Work instruction:
Repeat the lines of the data exactly, from the first one through the one that contains "printed, not a failure).".

Dataset excerpts:
PR #1344, opened 2026-03-11
Add -suppressMessages and -warningsAsErrors CLI flags to SANY

craft095:
Add -suppressMessages and -warningsAsErrors CLI flags to SANY (phase 1 of #1186).
    
Support of the fine-grained warning control in SANY:

-suppressMessages comma-separated integer codes; silences those messages entirely (not
  printed, not a failure).
-warningsAsErrors comma-separated integer warning codes; when any such warning is
  triggered SANY exits with the semantic-analysis failure code.

Both flags validate each supplied code against ErrorCode.fromStandardValue() and reject
unknown codes with a descriptive error. -warningsAsErrors additionally rejects
non-warning-level codes.

This also
- resolves the long-standing TODO comment in frontEndSemanticAnalysis() to split
  errors and warnings into appropriate log levels.
- fixes a bug where linting warnings were accumulated in spec.semanticErrors
  during frontEndLinting() but never printed to the SanyOutput, so they were
  invisible to callers using the API path.

### DIFF
--- a/tlatools/org.lamport.tlatools/src/tla2sany/drivers/SANY.java
+++ b/tlatools/org.lamport.tlatools/src/tla2sany/drivers/SANY.java
@@ -5,13 +5,17 @@ package tla2sany.drivers;
 
 import java.io.PrintStream;
 import java.util.ArrayList;
+import java.util.HashSet;
 import java.util.List;
+import java.util.Set;
+import java.util.stream.Collectors;
 
 import tla2sany.explorer.Explorer;
 import tla2sany.explorer.ExplorerQuitException;
 import tla2sany.linter.Linter;
 import tla2sany.modanalyzer.ParseUnit;
 import tla2sany.modanalyzer.SpecObj;
+import tla2sany.semantic.ErrorCode;
 import tla2sany.output.LogLevel;
 import tla2sany.output.OutErrSanyOutput;
 import tla2sany.output.SanyOutput;
@@ -90,6 +94,16 @@ public class SANY {
   private static final boolean doValidatePCalTranslationDefault = true;
 
   /**
+   * Set of message codes to silence by default
+   */
+  private static final Set<ErrorCode> defaultSuppressedCodes = Set.of();
+
+  /**
+   * Set of message codes to elevate to errors by default
+   */
+  private static final Set<ErrorCode> defaultMessagesAsErrorCodes = Set.of();
+
+  /**
    * Use {@link SANY#frontEndMain(SpecObj, String, SanyOutput, SanySettings)}
    * instead for greater control of output and settings. This method will
    * print all human-readable log messages to the provided syserr parameter.
@@ -117,7 +131,9 @@ public class SANY {
         doSemanticAnalysis,
         doLevelChecking,
         doLinting,
-        doValidatePCalTranslationDefault
+        doValidatePCalTranslationDefault,
+        defaultSuppressedCodes,
+        defaultMessagesAsErrorCodes
       );
     return parse(spec, fileName, out, settings).code();
   }
@@ -173,15 +189,24 @@ public class SANY {
       frontEndInitialize();
     
       // **** Parsing 
-      frontEndParse(spec, out, settings.validatePCalTranslation);
+      frontEndParse(spec, out, settings);
     
       // **** Semantic analysis and level checking
       if (settings.doSemanticAnalysis) 
-            {frontEndSemanticAnalysis(spec, out, settings.doLevelChecking);} ;
+            {frontEndSemanticAnalysis(spec, out, settings);} ;
 
       // **** Linting
-      if (settings.doLinting) 
-            {frontEndLinting(spec, out); } ;
+      if (settings.doLinting) {
+        final int warnsBefore = spec.semanticErrors.getWarningDetails().size();
+        frontEndLinting(spec, out);
+        // Print linting warnings, respecting suppressed/elevated codes.
+        final List<ErrorDetails> allWarnings = spec.semanticErrors.getWarningDetails();
+        final List<ErrorDetails> lintingWarnings = allWarnings.subList(warnsBefore, allWarnings.size());
+        final boolean errorElevated = reportMessages(out, filterVisibleMessages(lintingWarnings, settings), settings);
+        if (errorElevated) {
+          spec.errorLevel = SanyExitCode.SEMANTIC_ANALYSIS_OR_LEVEL_CHECKING_FAILURE.code();
+        }
+      }
 
     }
     catch (ParseException pe) {
@@ -200,6 +225,43 @@ public class SANY {
         : SanyExitCode.OK;
   }
 
+  /**
+   * Checks if a message should be treated as an error.
+   */
+  private static boolean isMessageElevated(ErrorDetails message, SanySettings settings) {
+    return settings.messagesAsErrorCodes.contains(message.getCode());
+  }
+
+  /**
+   * Filters the visible messages based on the settings.
+   */
+  private static List<ErrorDetails> filterVisibleMessages(List<ErrorDetails> messages, SanySettings settings) {
+    return messages.stream()
+        .filter(w -> !settings.suppressedCodes.contains(w.getCode()))
+        .collect(Collectors.toList());
+  }
+
+  /**
+   * Reports the messages to the output. Returns true if any elevated messages were encountered.
+   */
+  private static boolean reportMessages(SanyOutput out, List<ErrorDetails> messages, SanySettings settings) {
+    boolean errorElevated = false;
+    // Print non-elevated messages first.
+    for (ErrorDetails message : messages) {
+      if (!isMessageElevated(message, settings)) {
+        out.log(LogLevel.WARNING, "%s\n\n\n", message);
+      }
+    }
+    // Print elevated messages as errors.
+    for (ErrorDetails message : messages) {
+      if (isMessageElevated(message, settings)) {
+        out.log(LogLevel.ERROR, "Warning treated as error: %s\n\n\n", message);
+        errorElevated = true;
+      }
+    }
+    return errorElevated;
+  }
+
   /** 
    * Initialize the all parts of the FrontEnd to handle a new specification.
    */
@@ -208,7 +270,7 @@ public class SANY {
   } // frontEndInitialize
 
   /**
-   * Use {@link SANY#frontEndParse(SpecObj, SanyOutput)} instead for greater
+   * Use {@link SANY#frontEndParse(SpecObj, SanyOutput, SanySettings)} instead for greater
    * control of output.
    */
   @Deprecated
@@ -224,7 +286,7 @@ public class SANY {
   }
 
   /**
-   * Use {@link SANY#frontEndParse(SpecObj, SanyOutput, boolean)} instead for greater
+   * Use {@link SANY#frontEndParse(SpecObj, SanyOutput, SanySettings)} instead for greater
    * control of output.
    */
   @Deprecated
@@ -233,7 +295,29 @@ public class SANY {
     frontEndParse(spec, new SimpleSanyOutput(sysErr, LogLevel.INFO), validatePCalTranslation);
   }
 
-  public static void frontEndParse(SpecObj spec, SanyOutput out, boolean validatePCalTranslation) 
+  /**
+   * Use {@link SANY#frontEndParse(SpecObj, SanyOutput, SanySettings)} instead.
+   */
+  @Deprecated
+  public static void frontEndParse(SpecObj spec, SanyOutput out, boolean validatePCalTranslation)
+  throws ParseException {
+    SanySettings settings = new SanySettings(
+      doStrictErrorCodes,
+      doSemanticAnalysis,
+      doLevelChecking,
+      doLinting,
+      validatePCalTranslation,
+      defaultSuppressedCodes,
+      defaultMessagesAsErrorCodes
+    );
+
+    frontEndParse(spec, out, settings);
+  }
+
+  /**
+   * Parses the specification.
+   */
+  public static void frontEndParse(SpecObj spec, SanyOutput out, SanySettings settings)
   throws ParseException {
       /***********************************************************************
        * Modified on 12 May 2008 by LL to remove "throws AbortException",     *
@@ -243,13 +327,16 @@ public class SANY {
       try 
       {
           // Actual parsing method called from inside loadSpec()
-          spec.loadSpec(spec.getFileName(), spec.parseErrors, validatePCalTranslation, out);
+          spec.loadSpec(spec.getFileName(), spec.parseErrors, settings.validatePCalTranslation, out);
 
           List<ErrorDetails> warnings = spec.parseErrors.getWarningDetails();
-          if (!warnings.isEmpty()) {
-            out.log(LogLevel.WARNING, "Warnings (%d) during syntax parsing of %s:\n\n", warnings.size(), spec.getFileName());
-            for (ErrorDetails warning : warnings) {
-              out.log(LogLevel.WARNING, "%s\n\n\n", warning);
+          // Filter and display warnings, respecting suppressed/elevated codes.
+          final List<ErrorDetails> visibleWarnings = filterVisibleMessages(warnings, settings);
+          if (!visibleWarnings.isEmpty()) {
+            out.log(LogLevel.WARNING, "Warnings (%d) during syntax parsing of %s:\n\n", visibleWarnings.size(), spec.getFileName());
+            final boolean errorElevated = reportMessages(out, visibleWarnings, settings);
+            if (errorElevated) {
+              spec.errorLevel = SanyExitCode.SYNTAX_PARSING_FAILURE.code();
             }
           }
 
@@ -279,7 +366,7 @@ public class SANY {
   } //
 
   /**
-   * Use {@link SANY#frontEndSemanticAnalysis(SpecObj, SanyOutput, boolean)}
+   * Use {@link SANY#frontEndSemanticAnalysis(SpecObj, SanyOutput, SanySettings)}
    * for greater control over output.
    */
   @Deprecated
@@ -290,9 +377,32 @@ public class SANY {
     frontEndSemanticAnalysis(spec, new SimpleSanyOutput(syserr, LogLevel.INFO), levelCheck);
   }
 
+  /**
+   * Use {@link SANY#frontEndSemanticAnalysis(SpecObj, SanyOutput, SanySettings)} instead.
+   */
+  @Deprecated
   public static void frontEndSemanticAnalysis(SpecObj spec,
                                               SanyOutput out,
                                               boolean levelCheck) 
+  throws SemanticException {
+    SanySettings settings = new SanySettings(
+      doStrictErrorCodes,
+      doSemanticAnalysis,
+      levelCheck,
+      doLinting,
+      doValidatePCalTranslationDefault,
+      defaultSuppressedCodes,
+      defaultMessagesAsErrorCodes
+    );
+    frontEndSemanticAnalysis(spec, out, settings);
+  }
+
+  /**
+   * Performs semantic analysis on the specification.
+   */
+  public static void frontEndSemanticAnalysis(SpecObj spec,
+                                              SanyOutput out,
+                                              SanySettings settings)
   throws SemanticException {
     String      moduleStringName;
     TreeNode    syntaxTreeRoot;
@@ -314,7 +424,7 @@ public class SANY {
         // if semantic analysis has not already been done on this module
         if (externalModuleTable.getContext( UniqueString.uniqueStringOf( moduleStringName)) == null ) {
           parseUnit = (ParseUnit)spec.parseUnitContext.get(moduleStringName);;
-      
+
           // get reference to the syntax tree for the module
           syntaxTreeRoot = parseUnit.getParseTree();
 
@@ -351,7 +461,7 @@ public class SANY {
                                   moduleNode);
   
           // Level check if semantic analysis succeeded and levelCheck is true.
-          if (moduleNode != null && semanticErrors.isSuccess() && levelCheck ) {
+          if (moduleNode != null && semanticErrors.isSuccess() && settings.doLevelChecking ) {
             moduleNode.levelCheck(semanticErrors);
           }
 
@@ -362,8 +472,25 @@ public class SANY {
           }
 
           if (semanticErrors.getNumMessages() > 0) {
-            // TODO: split warnings & errors out into appropriate log level
-            out.log(LogLevel.ERROR, "Semantic errors:\n\n%s", semanticErrors);
+            // Print warnings, respecting suppressed/elevated codes
+            final List<ErrorDetails> allWarnings = semanticErrors.getWarningDetails();
+            final List<ErrorDetails> visibleWarnings = filterVisibleMessages(allWarnings, settings);
+            if (!visibleWarnings.isEmpty()) {
+              out.log(LogLevel.WARNING, "*** Warnings: %d\n", visibleWarnings.size());
+              final boolean errorElevated = reportMessages(out, visibleWarnings, settings);
+              if (errorElevated) {
+                spec.errorLevel = SanyExitCode.SEMANTIC_ANALYSIS_OR_LEVEL_CHECKING_FAILURE.code();
+              }
+            }
+
+            // Print errors at ERROR level.
+            final List<ErrorDetails> errors = semanticErrors.getErrorDetails();
+            if (!errors.isEmpty()) {
+              out.log(LogLevel.ERROR, "Semantic errors:\n\n*** Errors: %d\n", errors.size());
+              for (ErrorDetails error : errors) {
+                out.log(LogLevel.ERROR, "%s\n\n", error);
+              }
+            }
 
             // indicate fatal error during semantic analysis or level-checking
             if ( semanticErrors.getNumErrors() > 0 ) {
@@ -428,6 +555,17 @@ public class SANY {
           "'2' Error during parsing.\n" +
           "'4' Error during semantic analysis or level-checking.", true));
       variant.add(new UsageGenerator.Argument(
+          "-suppressMessages", "codes",
+          "Suppress specific messages; comma-separated list of message codes.\n" +
+          "Suppressed messages are not printed and do not cause SANY to fail.\n" + 
+          "Errors cannot be suppressed.\n " +
+          "Message codes can be found in https://github.com/tlaplus/tlaplus/blob/master/tlatools/org.lamport.tlatools/src/tla2sany/semantic/ErrorCode.java#L38", true));
+      variant.add(new UsageGenerator.Argument(
+          "-messagesAsErrors", "codes",
+          "Treat specific message codes as errors; comma-separated list of message codes.\n" +
+          "When triggered, SANY exits with failure.\n" +
+          "Message codes can be found in https://github.com/tlaplus/tlaplus/blob/master/tlatools/org.lamport.tlatools/src/tla2sany/semantic/ErrorCode.java#L38", true));
+      variant.add(new UsageGenerator.Argument(
           "-d", "Opens the semantic graph explorer prompt. The prompt accepts the following commands:\n" +
           "'cst' Prints out the concrete syntax tree.\n" +
           "'dot' Emits the semantic graph to a ModuleName.dot file in the DOT graph" +
@@ -470,6 +608,12 @@ public class SANY {
       printUsage();
       throw new SANYExitException(SanyExitCode.ERROR, "No arguments provided");
     }
+    // set of message codes to silence; populated by -suppressMessages CLI flag
+    final Set<ErrorCode> suppressedCodes = new HashSet<>();
+
+    // set of message codes to elevate to errors; populated by -messagesAsErrors CLI flag
+    final Set<ErrorCode> messagesAsErrorCodes = new HashSet<>();
+
     int i;
     // Parse and process the command line switches, which are
     // distinguished by the fact that they begin with a '-' character.
@@ -490,6 +634,52 @@ public class SANY {
       }
       else if (args[i].toLowerCase().equals("-error-codes"))
            doStrictErrorCodes = true;
+      else if (args[i].toLowerCase().equals("-suppressmessages")) {
+           i++;
+           if (i >= args.length) {
+             ToolIO.out.println("Error: -suppressMessages requires a comma-separated list of codes.");
+             throw new SANYExitException(SanyExitCode.ERROR, "-suppressMessages requires an argument");
+           }
+           for (String token : args[i].split(",")) {
+             token = token.trim();
+             try {
+               final int code = Integer.parseInt(token);
+               final ErrorCode messageCode = ErrorCode.fromStandardValue(code); // validate; throws if unknown
+               if (messageCode.getSeverityLevel() == ErrorCode.ErrorLevel.ERROR) {
+                 ToolIO.out.println("Error: -suppressMessages: code " + token + " is an error and cannot be suppressed.");
+                 throw new SANYExitException(SanyExitCode.ERROR, "-suppressMessages: unsuppressable code: " + token);
+               }
+               suppressedCodes.add(messageCode);
+             } catch (NumberFormatException nfe) {
+               ToolIO.out.println("Error: -suppressMessages: not an integer: " + token);
+               throw new SANYExitException(SanyExitCode.ERROR, "-suppressMessages: not an integer: " + token);
+             } catch (IllegalArgumentException iae) {
+               ToolIO.out.println("Error: -suppressMessages: unknown message code: " + token);
+               throw new SANYExitException(SanyExitCode.ERROR, "-suppressMessages: unknown code: " + token);
+             }
+           }
+      }
+      else if (args[i].toLowerCase().equals("-messagesaserrors")) {
+           i++;
+           if (i >= args.length) {
+             ToolIO.out.println("Error: -messagesAsErrors requires a comma-separated list of codes.");
+             throw new SANYExitException(SanyExitCode.ERROR, "-messagesAsErrors requires an argument");
+           }
+           for (String token : args[i].split(",")) {
+             token = token.trim();
+             try {
+               final int code = Integer.parseInt(token);
+               final ErrorCode errorCode = ErrorCode.fromStandardValue(code); // validate; throws if unknown
+               messagesAsErrorCodes.add(errorCode);
+             } catch (NumberFormatException nfe) {
+               ToolIO.out.println("Error: -messagesAsErrors: not an integer: " + token);
+               throw new SANYExitException(SanyExitCode.ERROR, "-messagesAsErrors: not an integer: " + token);
+             } catch (IllegalArgumentException iae) {
+               ToolIO.out.println("Error: -messagesAsErrors: unknown message code: " + token);
+               throw new SANYExitException(SanyExitCode.ERROR, "-messagesAsErrors: unknown code: " + token);
+             }
+           }
+      }
       else if (args[i].toLowerCase().equals("-help")) {
            printUsage();
            return;
@@ -504,6 +694,17 @@ public class SANY {
       ToolIO.out.println("At least 1 filename is required.");
       ToolIO.out.println("Try 'SANY -help' for more information.");
       throw new SANYExitException(SanyExitCode.ERROR, "No filename provided");
+    }
+
+    // Check that suppressMessages and messagesAsErrors do not intersect and report an error if they do.
+    Set<ErrorCode> intersection = new HashSet<>(suppressedCodes);
+    intersection.retainAll(messagesAsErrorCodes);
+    if (!intersection.isEmpty()) {
+        ToolIO.out.println("Error: The following codes were set to both -suppressMessages and -messagesAsErrors: " + intersection);
+        throw new SANYExitException(
+            SanyExitCode.ERROR,
+            "Options -suppressMessages and -messagesAsErrors overlap for codes: " + intersection
+        );
     }
 
     final SanyOutput out = new OutErrSanyOutput(
@@ -538,7 +739,9 @@ public class SANY {
                   SANY.doSemanticAnalysis,
                   SANY.doLevelChecking,
                   SANY.doLinting,
-                  SANY.doValidatePCalTranslationDefault
+                  SANY.doValidatePCalTranslationDefault,
+                  suppressedCodes,
+                  messagesAsErrorCodes
               );
               final SanyExitCode result = parse(spec, args[i], out, settings);
               if (result != SanyExitCode.OK) {
--- a/tlatools/org.lamport.tlatools/src/tla2sany/drivers/SanySettings.java
+++ b/tlatools/org.lamport.tlatools/src/tla2sany/drivers/SanySettings.java
@@ -22,6 +22,10 @@
  ******************************************************************************/
 package tla2sany.drivers;
 
+import java.util.Set;
+
+import tla2sany.semantic.ErrorCode;
+
 /**
  * Encapsulates various settings controlling SANY execution. This is intended
  * to replace global static settings derived from parsing command line args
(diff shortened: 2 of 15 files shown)


tlatools/org.lamport.tlatools/src/tla2sany/drivers/SANY.java
```diff
@@ -427,6 +522,15 @@ private static void printUsage()
           "-error-codes", "Return a descriptive exit code in case of error.\n\n" +
           "'2' Error during parsing.\n" +
           "'4' Error during semantic analysis or level-checking.", true));
+      variant.add(new UsageGenerator.Argument(
+          "-suppressMessages", "codes",
+          "suppress specific warning/message codes; comma-separated list of\n" +
+          "integer codes; suppressed messages are not printed and do not\n" +
```
lemmy: Nit: "integer" - I don't believe SANY or TLC have negative codes.

tlatools/org.lamport.tlatools/src/tla2sany/drivers/SANY.java
```diff
@@ -490,6 +598,52 @@ else if (args[i].equals("-STAT") || args[i].equals("-stat")) {
...
+             } catch (NumberFormatException nfe) {
+               ToolIO.out.println("Error: -suppressMessages: not an integer: " + token);
+               throw new SANYExitException(SanyExitCode.ERROR, "-suppressMessages: not an integer: " + token);
+             } catch (IllegalArgumentException iae) {
+               ToolIO.out.println("Error: -suppressMessages: unknown message code: " + token);
+               throw new SANYExitException(SanyExitCode.ERROR, "-suppressMessages: unknown code: " + token);
+             }
+           }
+      }
+      else if (args[i].toLowerCase().equals("-warningsaserrors")) {
```
lemmy: Currently, there are two levels: warning and error. However, it is conceivable that additional levels (such as info) may be introduced in the future. Instead of specifically elevating warnings to errors, we could instead allow arbitrary messages to be elevated to errors. More generally, this flag would provide a mechanism to make SANY (or TLC) terminate when a specified message is encountered.

tlatools/org.lamport.tlatools/test/util/TestPrintStream.java
```diff
@@ -60,10 +60,9 @@ public void assertContains(final String seq) {
 	}
 	
 	public void assertSubstring(String substring) {
-		for (String string : strings) {
-			if (string.contains(substring)) {
-				return;
-			}
+		String combinedString = String.join("\n", strings);
```
lemmy: I don’t believe this PR should alter an assertion. Furthermore, this change is asymmetric because it doesn’t affect assertRegex, assertNoSubstring.

tlatools/org.lamport.tlatools/src/tla2sany/drivers/SANY.java
```diff
@@ -195,11 +213,54 @@ public static final SanyExitCode parse(
...
+    // If any warnings in warningsAsErrorCodes were encountered, treat as failure.
+    if (!settings.warningsAsErrorCodes.isEmpty()) {
+      final boolean parseWarningElevated = spec.parseErrors.getWarningDetails().stream()
+          .anyMatch(w -> isWarningElevated(w, settings));
+      final boolean semanticWarningElevated = spec.semanticErrors.getWarningDetails().stream()
+          .anyMatch(w -> isWarningElevated(w, settings));
+      if (parseWarningElevated || semanticWarningElevated) {
+        return SanyExitCode.SEMANTIC_ANALYSIS_OR_LEVEL_CHECKING_FAILURE;
+      }
+    }
```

Your response:
PR #1344, opened 2026-03-11
Add -suppressMessages and -warningsAsErrors CLI flags to SANY

craft095:
Add -suppressMessages and -warningsAsErrors CLI flags to SANY (phase 1 of #1186).
    
Support of the fine-grained warning control in SANY:

-suppressMessages comma-separated integer codes; silences those messages entirely (not
  printed, not a failure).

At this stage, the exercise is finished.